Les espèces à Mayotte

Problématique à Mayotte

 
En 2008, le premier inventaire des termites de Mayotte réalisé par l’ORLAT a révélé une forte biodiversité. En effet, onze espèces ont été répertoriées, ce qui est autant qu’à La Réunion qui a pourtant une superficie bien supérieure (6,6 fois plus grande).
 
Parmi ces onze espèces, sept sont potentiellement nuisibles et les termites sont très abondants sur l’archipel. Il y a donc un fort risque d’infestation pour les habitations. Il y a donc un important travail pour étudier si les produits préventifs (barrière physico-chimique ou physique) et curatifs (chimique et pièges) sont efficaces sur ces espèces. 
 
De plus, depuis 2011, Mayotte est devenue le 101ème département français. Dorénavant, tous les aspects réglementaires et les obligations au niveau des termites doivent être appliquées. 
 
Un énorme travail de sensibilisation de la population doit être effectué. Des actions sont déjà menées avec les professionnels de la lutte anti-termites afin de leur faire profiter du savoir de l’ORLAT mais ces actions doivent être renforcées et touchées le plus large public possible. C’est pourquoi l’ORLAT a démarré un projet d’antenne sur Mayotte. 
 
 
Résumé de l'étude de Mayotte
 

L’archipel de Mayotte, situé dans l’Océan Indien, au nord ouest de Madagascar dans le canal du Mozambique est susceptible d’abriter une forte diversité d’Isoptères. Les principaux objectifs de cette étude sont de réaliser un inventaire des termites de Mayotte, de rassembler un maximum d’information sur les espèces et de réaliser une clé de détermination sur la base des caractères morphologiques des soldats. Ce premier inventaire à Mayotte, réalisé grâce à des méthodes de quadrats, transects et des collectes de type ponctuelles, s’est déroulé pendant la saison des pluies du 1er février au 14 mars 2008. Trois milieux très différents ont été prospectés : la forêt humide, la mangrove et les cocoteraies.

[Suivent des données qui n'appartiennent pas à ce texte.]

PR #302, opened 2021-07-14
Jcs/ticket attachments

jSylvestre:


Harvest.Web/ClientApp/src/Tickets/TicketAttachments.tsx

Parmi les 435 colonies collectées, onze espèces ont pu être identifiées, six de la famille des Kalotermitidae, deux de celle des Rhinotermitidae et trois de celle des Termitidae. Dans les quadrats de forêt humide, ces colonies se repartissent à 56% sur le sol contre 42% dans les arbres et 1,7% dans le sol. Nous montrons qu’au sein de ces quadrats, l’abondance des colonies au sol augmente avec la proportion de bois mort au sol. Dans la mangrove, cinq des espèces retrouvées en forêt ont été identifiées. Un impact important d’une seule espèce a été mis en évidence dans les cocoteraies. Des fiches détaillées des différentes espèces, ainsi que la clé de détermination des soldats ont été réalisées.